The Unite Foundation is the UK’s biggest provider of scholarships to care-leavers and estranged students, and for many of our scholars, that question is all too personal. In our applications to the scholarship scheme, we can see that there’s a correlation between sexuality and family estrangement, although at this point in time we can’t say why.

According to data collected by the Foundation this month, applicants who are estranged from their families are five times more likely to identify as LGBT than other young people of a similar age. At 22% of the cohort, that’s a staggering eleven times more likely than the population of the UK as a whole. While the reasons for family estrangement can be complex and deeply personal, the two most common reasons why parents and their children cease contact are sexuality or a history of abuse. The two are not mutually exclusive.

Looking at the ONS data in more detail, it becomes clear that the older you are, the less likely it is that you will identify yourself as LGBT, and it isn’t much of a stretch to suggest that this trend indicates changing attitudes and an increasing openness to talking about sexual identity. For every age group, our parents’ generation are half as likely to identify as LGBT. So, for every age group, there is a generational divide when it comes to talking to our parents about our sexuality.

The good news is that as a society, we are becoming more open and hopefully the process of coming out should be easier for our children than it was for us. But real lives don’t work on averages, and sadly many young people face anger, rejection, emotional and physical abuse from parents and family members because of their innate sexual identity.

The data is deeply troubling, so while societal attitudes change slowly, we have to learn what we can do to help those young people whose families won’t accept them for who they truly are.

The Unite Foundation has recently commissioned detailed research to look at the factors that affect how easy it is for young people to get to university if they’re leaving care or are estranged from their families.
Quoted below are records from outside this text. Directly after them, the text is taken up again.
PR #936, opened 2019-01-25
FIX: removed preamble and postamble

StolkArjen:
Following a bug reported on the mailing list: 

Hello, Arjen. 

Yes, I did add fieldtrip and its subdirectories but I'm encountering the same error: 

>> addpath C:\Toolbox\fieldtrip-20190113
>> ft_defaults
>> loreta2fieldtrip
다음 사용 중 오류가 발생함: ft_preamble (line 80)
Could not run ft_preamble_callinfo - does not seem to exist

오류 발생: loreta2fieldtrip (line 48)
ft_preamble callinfo
 
Should I install any external toolbox for preamble/postamble or are they already inside the default?

Thanks,
Eunchan

### DIFF
--- a/besa2fieldtrip.m
+++ b/besa2fieldtrip.m
@@ -44,15 +44,6 @@ function data = besa2fieldtrip(input)
 %
 % $Id$
 
-% these are used by the ft_preamble/ft_postamble function and scripts
-ft_revision = '$Id$';
-ft_nargin   = nargin;
-ft_nargout  = nargout;
-
-% do the general setup of the function
-ft_defaults
-ft_preamble callinfo
-
 if isstruct(input) && numel(input)>1
   % use a recursive call to convert multiple inputs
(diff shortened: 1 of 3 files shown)


robertoostenveld:
there is some code that refers to the cfg which I think is now not being used properly. E.g. besa2fieldtrip mentions cfg.filename, but the cfg is not added to the output. Please clean up those parts as well.

StolkArjen:
Removed calls involving cfg in the 3 functions. But please double check spass2fieldtrip as it's not clear to me how important cfg.trl is to the output of this function. Also, I haven't been able to test run these functions beyond removing pre and postamble (there are none).

robertoostenveld:
looks good.

robertoostenveld:
some of the formats (like spass) I am also not able to test myself. Let's make this the users' own responsibility

PR #937, opened 2019-01-28
ENH - ft_icabrowser fixed and improved

dmatthes1982:
Function ft_icabrowser – reference documentation and config handling adapted a little bit into the direction of the fieldtrip code standard → new useful config options implemented (cfg.rejcomp, cfg.blocksize, cfg.powscale, cfg.zlim, cfg.showcallinfo) → BUG with prepraration of layout fixed → usability improved (e.g. reject control button text will switch from Keep to Reject if selected → after pressing next/prev or linear/log the figure will not completly disappear and reconstructed line wise, to avoid giving the impression of a hanging GUI)


schoffelen:
danke schön

PR #939, opened 2019-01-30
Differently localize electrodes with 3d scanner

saurabhsay:
When you select the elctrode positions manually it is time-comsuming to orient the head model to a desired view with just the keys 'w', 'a','s','d', hence I use the matlab figure window 3D rotate functionality. The problem is that when you want to rotate, the place where you point the mouse cursor gets selected as an electrode position. To avoid this I changed the code where the left mouse button does not select the electrode poisitions. The middle button is used for this purpose, but I have commented the line where the right mouse button can as well be configured to be used for this purpose.

### DIFF
--- a/plotting/ft_select_point3d.m
+++ b/plotting/ft_select_point3d.m
@@ -103,7 +103,7 @@ view(az,el);
 while ~done
   k = waitforbuttonpress;
   currkey=get(gcf,'CurrentKey');
-    if k==0 && strcmp(get(gcf,'SelectionType'), 'extend')
+    if k==0 && strcmp(get(gcf,'SelectionType'), 'extend') % 'extend' for middle button, 'alt' for the right button
         [p, v, ~, ~, ~] = sk_select3d(h);
         % a new point was selected
         if nearest
@@ -118,7 +118,7 @@ while ~done
         end
         set(gcf,'SelectionType','normal');
     elseif k==1 && (strcmp(currkey, 'q') || strcmp(currkey, 'r') || strcmp(currkey, '+') || strcmp(currkey, '-') || strcmp(currkey, 'w')|| strcmp(currkey, 'a') || strcmp(currkey, 's')|| strcmp(currkey, 'd'))% You also want to use strcmp here.
-        key = get(gcf,'CurrentCharacter'); % which key was pressed (if any)?
+        key = get(gcf,'CurrentCharacter'); % which key was pressed ?
         if strcmp(key, 'q')
             % finished selecting points
             done = true;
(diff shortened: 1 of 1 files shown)


robertoostenveld:
many computers (especially laptops) don't have a middle mouse button, so I don't think that is a good idea as default.

Could you make a small test script that demonstrates it, starting from high-level functions (i.e. ft_electrodeplacement)?

saurabhsay:
Yes, agreed, the middle mouse botton may not be the best solution therefore in the script there is an option to change this to the right mouse button. I think it is not ideal to click an electrode position just by trying to rotate the head model (easily done with the 3d rotate functionality), specially if hundreds of electrodes are involved where one would like to use this script.
In addition if one may want to use the right mouse button to select electrodes the future additions to this function should explore ways to supress any other menu items to open while right clicking. 
For middle button owners, no issues ofcourse.

Please find the attached test script, it is the same from the tutorial - http://www.fieldtriptoolbox.org/tutorial/electrode/
the model data is also from the same page.

The function ft_electrodeplacement calls the function ft_select_point3d where obviously the changes are made in this suggested commit.

extra: For
[test_script.zip](https://github.com/fieldtrip/fieldtrip/files/2837167/test_script.zip)

 reference I attach another file sk_select_point3d, which is the changed ft_select_point3d file for checking the functionality. To do this line 170 in ft_electrodeplacement will need to be changed from ft_select_point3d to sk_select_point3d.

Horschig:
maybe rotate if you left click and hold shift or ctrl or so? that is also a standard way to do so (but note my confusion about shift and ctrl, because some programs use the one, others the other one - so much for 'standard' way)

saurabhsay:
That's a good point, perhaps the shift/ctrl key in addition to the left mouse click to rotate model is a better way; And just the left mouse click selects the electrode.

schoffelen:
Hi @saurabhsay what is the status of this? Do you know how to proceed based on @Horschig and @robertoostenveld 's inputs?

saurabhsay:
Hi @schoffelen , I really like the idea from @Horschig , and it is easy enough to include this. I can edit and include this functionality in some time. 
Also working on an automatic recognition of the positions using some image processing techniques, however this has been impacted due to the current Covid19 crises. Will come back on it as and when this changes.

p.s. 
The three mouse button solution works for the 'non-Mac' users. I understand that this is not optimal.

schoffelen:
The last ativity on this thread is already > 1.5 year ago. @SteixnerKumar what is the status of this. Has this been resolved for you, or is this easily resolvable? If not, I suggest to close the issue.

SteixnerKumar:
@schoffelen, Thanks for reaching out on this. It is resolved for windows and Linux systems that use the 3 button mouse (the merge request was open for this!). However not for the apple system. I am not currently working on this since I do not use the mac. @Horschig had the idea that will solve this for mac systems as well and would make it consistent over the different OS.
I hope someone wants to implement this? Else, please decide on the PR as it works only on Windows and Linux.

PR #940, opened 2019-02-05
ENH - overhaul of function, to accommodate Vladimir's points: removed…

schoffelen:
… tolerance option, added lambda regularization for svd method, removed tikhonov as an explicit method.


schoffelen:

As part of that project, researchers have talked to dozens of estranged young people about their own experiences to help us learn what we can do to help. That work is ongoing, but there are three clear things society can do to help:

 

1. Stop making estranged young people relive their trauma

Family estrangement is traumatic and reliving the experience every time you apply for the help you are entitled to, such as housing benefit or student support, is humiliating, painful and emotionally exhausting. Let’s just stop it. Public bodies should only need to ask for proof of your circumstances once.

 

2. Provide safe, secure places to live

Young people who find themselves suddenly homeless are hugely vulnerable to violence, intimidation and worse. Sofa surfing might be seen as a relatively safe option by comparison to living on the streets, but in reality it can put you in the power of people who don’t have your wellbeing at heart. We need to treat youth homelessness as the emergency it really is to prevent huge long-term harm.

 

3. Make sure that the loss of parental support doesn’t mean the loss of life goals

For many young people, the loss of family support blows their life apart and makes goals like going to university, getting an apprenticeship or getting a home of your own seem like impossible dreams. When someone else’s choices ruin a person’s life, something is wrong with our society. The Unite Foundation provides university scholarships for around 80 young people each year, but there is a massive unmet need for help.

The revolution in our society’s attitudes to sexuality over a relatively short period of time has been incredible. Sadly, for some, progress still feels a long way away.